> **What is expected**
Extract all lines in the data that contain the word "removeDirector".

---------- Material for this exercise

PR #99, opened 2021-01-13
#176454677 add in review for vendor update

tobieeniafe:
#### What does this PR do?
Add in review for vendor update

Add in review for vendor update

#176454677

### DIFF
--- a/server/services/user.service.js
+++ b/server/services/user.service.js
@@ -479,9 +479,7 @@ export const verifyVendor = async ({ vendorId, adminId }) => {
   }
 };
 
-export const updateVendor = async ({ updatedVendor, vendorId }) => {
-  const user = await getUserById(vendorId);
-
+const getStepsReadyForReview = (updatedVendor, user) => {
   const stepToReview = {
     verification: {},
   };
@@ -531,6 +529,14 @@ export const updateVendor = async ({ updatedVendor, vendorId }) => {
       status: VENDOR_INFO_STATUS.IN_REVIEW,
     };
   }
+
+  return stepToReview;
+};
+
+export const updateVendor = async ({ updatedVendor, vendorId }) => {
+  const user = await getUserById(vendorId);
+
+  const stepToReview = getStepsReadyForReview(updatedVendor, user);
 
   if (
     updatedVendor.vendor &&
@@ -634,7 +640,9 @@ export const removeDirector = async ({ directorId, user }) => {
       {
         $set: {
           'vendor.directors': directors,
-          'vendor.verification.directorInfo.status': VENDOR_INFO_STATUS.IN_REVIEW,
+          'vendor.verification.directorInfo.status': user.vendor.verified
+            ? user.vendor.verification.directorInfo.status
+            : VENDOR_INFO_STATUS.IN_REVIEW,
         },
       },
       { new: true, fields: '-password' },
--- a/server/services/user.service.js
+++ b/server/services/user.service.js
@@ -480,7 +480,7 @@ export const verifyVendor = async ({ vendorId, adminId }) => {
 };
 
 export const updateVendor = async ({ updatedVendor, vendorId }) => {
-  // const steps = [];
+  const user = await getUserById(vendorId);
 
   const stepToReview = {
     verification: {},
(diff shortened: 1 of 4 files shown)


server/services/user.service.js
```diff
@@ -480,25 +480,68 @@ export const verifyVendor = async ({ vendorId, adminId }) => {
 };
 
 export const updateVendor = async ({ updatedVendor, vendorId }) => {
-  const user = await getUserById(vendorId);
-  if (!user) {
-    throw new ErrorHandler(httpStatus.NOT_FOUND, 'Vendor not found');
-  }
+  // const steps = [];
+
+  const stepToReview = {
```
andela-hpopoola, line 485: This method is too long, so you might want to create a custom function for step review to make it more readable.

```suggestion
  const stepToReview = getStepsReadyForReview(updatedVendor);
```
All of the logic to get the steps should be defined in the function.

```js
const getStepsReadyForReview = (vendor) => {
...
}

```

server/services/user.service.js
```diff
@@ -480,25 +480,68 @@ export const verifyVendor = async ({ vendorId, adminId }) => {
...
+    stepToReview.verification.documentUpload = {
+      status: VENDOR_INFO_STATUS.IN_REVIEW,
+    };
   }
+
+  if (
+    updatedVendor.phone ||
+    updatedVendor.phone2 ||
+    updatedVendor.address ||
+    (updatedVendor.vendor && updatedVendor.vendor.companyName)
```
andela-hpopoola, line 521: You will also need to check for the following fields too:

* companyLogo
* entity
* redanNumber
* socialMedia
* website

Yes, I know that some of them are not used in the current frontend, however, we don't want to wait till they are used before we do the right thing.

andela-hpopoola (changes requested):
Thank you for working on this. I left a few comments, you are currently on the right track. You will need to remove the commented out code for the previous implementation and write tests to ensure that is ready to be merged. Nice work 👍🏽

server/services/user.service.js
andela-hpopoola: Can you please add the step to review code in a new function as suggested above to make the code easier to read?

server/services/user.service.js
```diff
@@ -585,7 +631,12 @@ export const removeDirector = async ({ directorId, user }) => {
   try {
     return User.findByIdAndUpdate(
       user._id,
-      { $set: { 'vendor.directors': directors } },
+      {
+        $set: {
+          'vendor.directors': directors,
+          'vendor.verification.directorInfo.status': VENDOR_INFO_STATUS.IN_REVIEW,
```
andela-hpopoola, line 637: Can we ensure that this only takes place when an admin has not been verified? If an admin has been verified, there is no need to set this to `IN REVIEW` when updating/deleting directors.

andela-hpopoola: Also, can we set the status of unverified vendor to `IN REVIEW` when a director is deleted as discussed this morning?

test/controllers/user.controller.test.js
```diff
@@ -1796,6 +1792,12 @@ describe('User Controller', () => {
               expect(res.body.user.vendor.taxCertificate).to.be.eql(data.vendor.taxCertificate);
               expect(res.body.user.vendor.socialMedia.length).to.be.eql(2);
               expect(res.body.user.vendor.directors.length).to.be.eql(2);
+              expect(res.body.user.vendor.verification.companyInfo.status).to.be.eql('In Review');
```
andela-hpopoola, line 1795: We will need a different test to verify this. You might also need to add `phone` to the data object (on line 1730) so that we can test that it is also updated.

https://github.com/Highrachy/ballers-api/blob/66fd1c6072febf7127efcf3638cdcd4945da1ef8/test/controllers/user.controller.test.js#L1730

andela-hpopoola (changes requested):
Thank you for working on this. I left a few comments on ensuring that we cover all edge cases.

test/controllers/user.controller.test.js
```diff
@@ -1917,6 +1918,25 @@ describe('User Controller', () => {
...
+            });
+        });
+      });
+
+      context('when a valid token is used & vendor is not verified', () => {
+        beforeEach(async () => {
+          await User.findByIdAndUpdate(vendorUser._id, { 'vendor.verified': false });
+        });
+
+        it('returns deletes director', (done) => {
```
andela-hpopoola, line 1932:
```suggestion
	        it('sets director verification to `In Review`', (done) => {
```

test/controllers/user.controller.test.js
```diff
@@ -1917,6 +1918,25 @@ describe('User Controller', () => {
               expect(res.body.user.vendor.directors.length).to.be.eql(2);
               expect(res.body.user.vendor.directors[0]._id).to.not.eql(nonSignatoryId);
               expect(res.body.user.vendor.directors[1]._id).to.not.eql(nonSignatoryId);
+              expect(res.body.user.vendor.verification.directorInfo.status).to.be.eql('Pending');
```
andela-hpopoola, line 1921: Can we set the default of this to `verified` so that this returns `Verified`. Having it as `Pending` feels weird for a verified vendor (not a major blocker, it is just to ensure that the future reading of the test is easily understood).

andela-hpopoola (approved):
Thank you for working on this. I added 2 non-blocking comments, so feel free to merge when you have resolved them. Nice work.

--------------------

> **Answer section**
@@ -634,7 +640,9 @@ export const removeDirector = async ({ directorId, user }) => {
@@ -585,7 +631,12 @@ export const removeDirector = async ({ directorId, user }) => {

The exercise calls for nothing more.